Deoborah Mullen, who frequently travels to speak with her husband to service members and their families, said issues such as unemployment are important to military spouses, too. About three-fourths of military spouses either are working or seeking employment, she said, adding that they have excellent work characteristics.
“They’re enormously flexible, they have great strength and they’re used to change,” she said.
The Mullens also addressed mental-health problems, suicides and homelessness among military families and veterans.
The admiral noted that the biggest change in treatment has been the increasing willingness of service members to seek help. Outreach efforts by leaders have made headway against the stigma attached to seeking mental-health care in the military culture, he said, but “we’re not there yet” in making the perceived stigma a thing of the past.

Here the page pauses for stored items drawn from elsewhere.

PR #1235, opened 2022-03-09
IDEMPIERE-5094 Implement validation for costing level change ( Accoun…

hengsin:
…ting Schema and Product Category Accounting )

https://idempiere.atlassian.net/browse/IDEMPIERE-5094

### DIFF
--- a/migration/i9/oracle/202203090311_IDEMPIERE-5094.sql
+++ b/migration/i9/oracle/202203090311_IDEMPIERE-5094.sql
@@ -1,0 +1,10 @@
+SELECT register_migration_script('202203090311_IDEMPIERE-5094.sql') FROM dual
+;
+
+SET SQLBLANKLINES ON
+SET DEFINE OFF
+
+-- IDEMPIERE-5094 Implement validation for costing level change ( Accounting Schema and Product Category Accounting )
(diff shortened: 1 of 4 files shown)


CarlosRuiz-globalqss:
Hi @hengsin - I don't understand but something doesn't look right here:

The message says:
Costing level can't be changed if there are product cost details created **with current costing level**

The query on Accounting Schema validation is:
SELECT DISTINCT p.Value
FROM M_Product p JOIN M_CostDetail d ON p.M_Product_ID = d.M_Product_ID
JOIN M_Product_Category_Acct pc ON p.M_Product_Category_ID = pc.M_Product_Category_ID AND d.C_AcctSchema_ID = pc.C_AcctSchema_ID
WHERE p.IsActive = 'Y' AND pc.IsActive = 'Y' **AND pc.CostingLevel IS NULL** AND d.C_AcctSchema_ID =?

The query on Product Category is:
SELECT DISTINCT p.Value
FROM M_Product p
JOIN M_CostDetail d ON p.M_Product_ID = d.M_Product_ID
WHERE p.IsActive = 'Y' AND p.M_Product_Category_ID =? AND d.C_AcctSchema_ID =?
(**without costing level check**)


Something looks wrong, or the validations are wrong, or the message is misleading.

Regards,

Carlos Ruiz

hengsin:
hi @CarlosRuiz-globalqss ,

For the first query, the costing level check is needed since MAcctSchema.CostingLevel doesn't apply if a product's product category has costing level set.

For the second query, that's not needed, the costing level change have been check before the getProductWithCosts call and we don't really care whether the product category's costing is null since we have check before the call that the product category's effective costing level have been changed.

CarlosRuiz-globalqss (approved):
understood, thanks

PR #1236, opened 2022-03-09
IDEMPIERE-5224 - Locator Field type Caching Improvement

PeterTakacs300:
Ticket: https://idempiere.atlassian.net/browse/IDEMPIERE-5224

Implemented changes made by @igorpojzl

### DIFF
--- a/org.adempiere.base/src/org/compiere/model/MLocatorLookup.java
+++ b/org.adempiere.base/src/org/compiere/model/MLocatorLookup.java
@@ -92,7 +92,7 @@ public final class MLocatorLookup extends Lookup implements Serializable
 	private int					m_only_Product_ID = 0;
 
 	/** Storage of data  MLookups		*/
-	private volatile LinkedHashMap<Integer,MLocator> m_lookup = new LinkedHashMap<Integer,MLocator>();
+	private volatile LinkedHashMap<Integer,KeyNamePair> m_lookup = new LinkedHashMap<Integer,KeyNamePair>();
 
 	/**
 	 *  Dispose
@@ -178,9 +178,9 @@ public final class MLocatorLookup extends Lookup implements Serializable
 			return null;
 
 		//	try cache
-		MLocator loc = (MLocator) m_lookup.get(key);
+		NamePair loc = m_lookup.get(key);
 		if (loc != null)
-			return new KeyNamePair (loc.getM_Locator_ID(), loc.toString());
+			return loc;
 
 		//	Not found and waiting for loader
 		if (m_loader.isAlive())
@@ -188,10 +188,10 @@ public final class MLocatorLookup extends Lookup implements Serializable
 			log.fine("Waiting for Loader");
 			loadComplete();
 			//	is most current
-			loc = (MLocator) m_lookup.get(key);
+			loc = m_lookup.get(key);
 		}
 		if (loc != null)
-			return new KeyNamePair (loc.getM_Locator_ID(), loc.toString());
+			return loc;
 
 		//	Try to get it directly
 		return getDirect(key, true, null);
@@ -244,9 +244,9 @@ public final class MLocatorLookup extends Lookup implements Serializable
 			return null;
 		//
 		int key = loc.getM_Locator_ID();
+		KeyNamePair retValue = new KeyNamePair(key, loc.toString());
 		if (saveInCache)
-			m_lookup.put(Integer.valueOf(key), loc);
-		NamePair retValue = new KeyNamePair(key, loc.toString());
+			m_lookup.put(Integer.valueOf(key), retValue);
 		return retValue;
 	}	//	getDirect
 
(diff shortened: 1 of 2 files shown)


org.adempiere.base/src/org/compiere/model/MLocatorLookup.java
```diff
@@ -483,12 +486,13 @@ public void run()
...
-		ArrayList<Object> list = new ArrayList<Object>(collection.size());
-		Iterator<MLocator> it = collection.iterator();
+		Collection<KeyNamePair> collection = getData();
+		ArrayList<Object> list = new ArrayList<Object>(collection);
+		Iterator<KeyNamePair> it = collection.iterator();
 		while (it.hasNext())
 		{
-			MLocator loc = it.next();
+			KeyNamePair locPair = it.next();
+			MLocator loc = MLocator.get(locPair.getKey());
```
PeterTakacs300, line 495: To improve caching, this needs to be removed.

org.adempiere.base/src/org/compiere/model/MLocatorLookup.java
```diff
@@ -483,12 +486,13 @@ public void run()
...
 			if (isValid(loc))				//	only valid warehouses
 				list.add(loc);
```
PeterTakacs300, line 497: To improve caching, this needs to be removed.

hengsin:
hi @PeterTakacs300 , to facilitate review, please give a brief description on the solution to the issue mention in the ticket, thanks.

norbertbede:
This was originally developer by @igorpojzl. Please provide required informations

igorpojzl:
Goul in This PR is to remove all MLocator.get calls in MLocatorLookup.

MLocatorLookup is Storing MLocators(cache) to its collection which can cause to overflow MLocator Cache (between multiple clients). Which cause high volume of calls to Database. 
We prepared to change LocatorLookup to store KeyNamePairs.

There is still question and issue with Java method 
**public ArrayList<Object> getData (boolean mandatory, boolean onlyValidated, boolean onlyActive, boolean temporary, boolean shortlist) // IDEMPIERE 90**

which is loading MLocators from cache to validate each locator, and negating change in this PR.

hengsin:
Hi @igorpojzl , if the goals is to remove MLocator.get() db call, perhaps we should change the Loader to select * from MLocator and we can use the ResultSet constructor of MLocator instead ? That would works with the isvalid call too.

igorpojzl:
hi @hengsin we also removed logic for only stored product to allow set any locator for Product.

hengsin:
hi @igorpojzl , it seems the isValid method is make dummy now. If that's the case, we should mark that as deprecated and remove all call of that method from cire.

hengsin:
hi @CarlosRuiz-globalqss , this looks fine to me but I'm not sure whether the isValid change will break anything, wdyt ?

hengsin:
hi @CarlosRuiz-globalqss , this looks fine to me but I'm not sure whether the isValid change will break anything, wdyt ?

CarlosRuiz-globalqss:
Hi team,

Is not easy to track the impact of the changes.

From what I see, it seems the "only_Product" feature of locator editor is destroyed.

I followed the test case described by @hengsin at [IDEMPIERE-4382](https://idempiere.atlassian.net/browse/IDEMPIERE-4382) and it happens exactly what is described there, so this is creating a regression about that fix, and I think is because the locator doesn't respect now the "only product" stuff.


I have one doubt, according to the mattermost conversation, this is caused by REST loading the lookup, this is on the window rest?  Asking because I have not used those, just the model part.


Also, can you please describe better what is the issue?  Is MLookup loading the full list of 6.000 locators in memory?  If that's the case, how the changes make that better, how is not loading the same number of MLocator records now?


Sorry, I'm a bit lost jumping so late here.

Regards,

Carlos Ruiz

norbertbede:
Facts: 17 000 locators, 10 000 cache size, approx 6000/most active 2 clients. this produced approx 1mill calls.
we analyze cache in idempiere monitor and first 1 product call loaded 6000 locators to cache, next used it. 2nd tenant made eg. material receipt in webui loaded next 6000 so first 2000 was destroyed in cache.

we are sure this happened in REST model calls, and webui also. 
(i made 2 upgrades ferst rest, significant reduction then 2nd day webui, then goes down for )

After @igorpojzl  changes we save daily approx 900 000 db calls.

So the code is good for me :) Cant comment it.

1 more issue: Locator fieldtype lists only locators with storage levels, we changed this also. because the locator in product s for set default, this is considered in code in many places.

hengsin:
hi @norbertbede , @igorpojzl  & @CarlosRuiz-globalqss ,
I've implemented an alternative approach at pull/1242 with the following difference:
- use MLocator ResultSet constructor and is backward compatible
- implemented lazy loading of MLocatorLookup. With lazy loading, the locator editor wouldn't pull all locator records from db until the user open the locator dialog.

I've not done extensive testing with the lazy loading part so that might have issue(s) that I've not discover yet.

CarlosRuiz-globalqss (changes requested):
Comments on ticket:
https://idempiere.atlassian.net/browse/IDEMPIERE-5224?focusedCommentId=48122

This change is reopening an old fixed bug.

CarlosRuiz-globalqss:
Replaced with https://github.com/idempiere/idempiere/pull/1242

The military now deploys mental-health professionals to the war theaters, mandates “time outs” for service members who have been near explosions and keeps adding mental-health workers as they become available, Mullen said.
“Often, the symptoms, if you don’t do anything about them, won’t manifest for several years, then they are harder to treat,” Mullen said.
Meanwhile, suicides have become “almost epidemic,” the chairman said, adding that the problem isn’t well addressed across the nation at large.
“I worry that we are at the tip of the iceberg here” with service member suicides, he said, noting that because many suicides are not tied to combat deployments, the causes are difficult to discern.
Regarding homelessness, a growing problem particularly for young female veterans, Deborah Mullen said the issue begins in the military. A significant number of homeless female veterans experienced sexual trauma in the military, she explained, which can lead to post-traumatic stress.
Also, many women don’t even think of themselves as veterans after they leave the military, and communities often don’t look at them that way, making them less likely to use veterans’ benefits to seek the help they need, she said.
Female veterans have a higher divorce rate and lower civilian pay rate than their male counterparts, and one-fourth of female homeless veterans have children in their custody, Deborah Mullen said. The trajectory of such women after leaving the service too often is “couch surfing, or sleeping in their cars,” then into homeless shelters, she said.